> What to work on
Your job with the data below: print everything from the line that holds "The input value" down to the line that holds "for (const property", ends included, exactly, and nothing else.

==*==

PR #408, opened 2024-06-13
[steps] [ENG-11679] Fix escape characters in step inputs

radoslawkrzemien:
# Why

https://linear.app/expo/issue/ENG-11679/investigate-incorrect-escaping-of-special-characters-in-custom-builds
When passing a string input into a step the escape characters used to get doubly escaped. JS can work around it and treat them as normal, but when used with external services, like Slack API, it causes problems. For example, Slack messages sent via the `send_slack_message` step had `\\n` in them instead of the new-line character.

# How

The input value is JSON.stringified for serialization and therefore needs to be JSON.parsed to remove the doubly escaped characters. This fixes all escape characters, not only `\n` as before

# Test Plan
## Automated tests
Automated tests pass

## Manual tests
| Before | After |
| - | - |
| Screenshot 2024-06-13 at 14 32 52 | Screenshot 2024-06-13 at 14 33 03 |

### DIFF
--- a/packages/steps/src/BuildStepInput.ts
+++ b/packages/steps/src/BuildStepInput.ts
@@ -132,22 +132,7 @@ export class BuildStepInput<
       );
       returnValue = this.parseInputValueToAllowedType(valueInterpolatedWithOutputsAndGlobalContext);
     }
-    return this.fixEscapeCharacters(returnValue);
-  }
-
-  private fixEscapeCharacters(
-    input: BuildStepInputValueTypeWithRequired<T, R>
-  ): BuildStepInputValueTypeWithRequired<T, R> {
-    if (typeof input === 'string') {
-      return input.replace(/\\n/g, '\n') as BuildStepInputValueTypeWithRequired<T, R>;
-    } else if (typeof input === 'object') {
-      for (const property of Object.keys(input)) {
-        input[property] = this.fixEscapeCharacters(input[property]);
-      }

==*==

> Output for this task
The input value is JSON.stringified for serialization and therefore needs to be JSON.parsed to remove the doubly escaped characters. This fixes all escape characters, not only `\n` as before

# Test Plan
## Automated tests
Automated tests pass

## Manual tests
| Before | After |
| - | - |
| Screenshot 2024-06-13 at 14 32 52 | Screenshot 2024-06-13 at 14 33 03 |

### DIFF
--- a/packages/steps/src/BuildStepInput.ts
+++ b/packages/steps/src/BuildStepInput.ts
@@ -132,22 +132,7 @@ export class BuildStepInput<
       );
       returnValue = this.parseInputValueToAllowedType(valueInterpolatedWithOutputsAndGlobalContext);
     }
-    return this.fixEscapeCharacters(returnValue);
-  }
-
-  private fixEscapeCharacters(
-    input: BuildStepInputValueTypeWithRequired<T, R>
-  ): BuildStepInputValueTypeWithRequired<T, R> {
-    if (typeof input === 'string') {
-      return input.replace(/\\n/g, '\n') as BuildStepInputValueTypeWithRequired<T, R>;
-    } else if (typeof input === 'object') {
-      for (const property of Object.keys(input)) {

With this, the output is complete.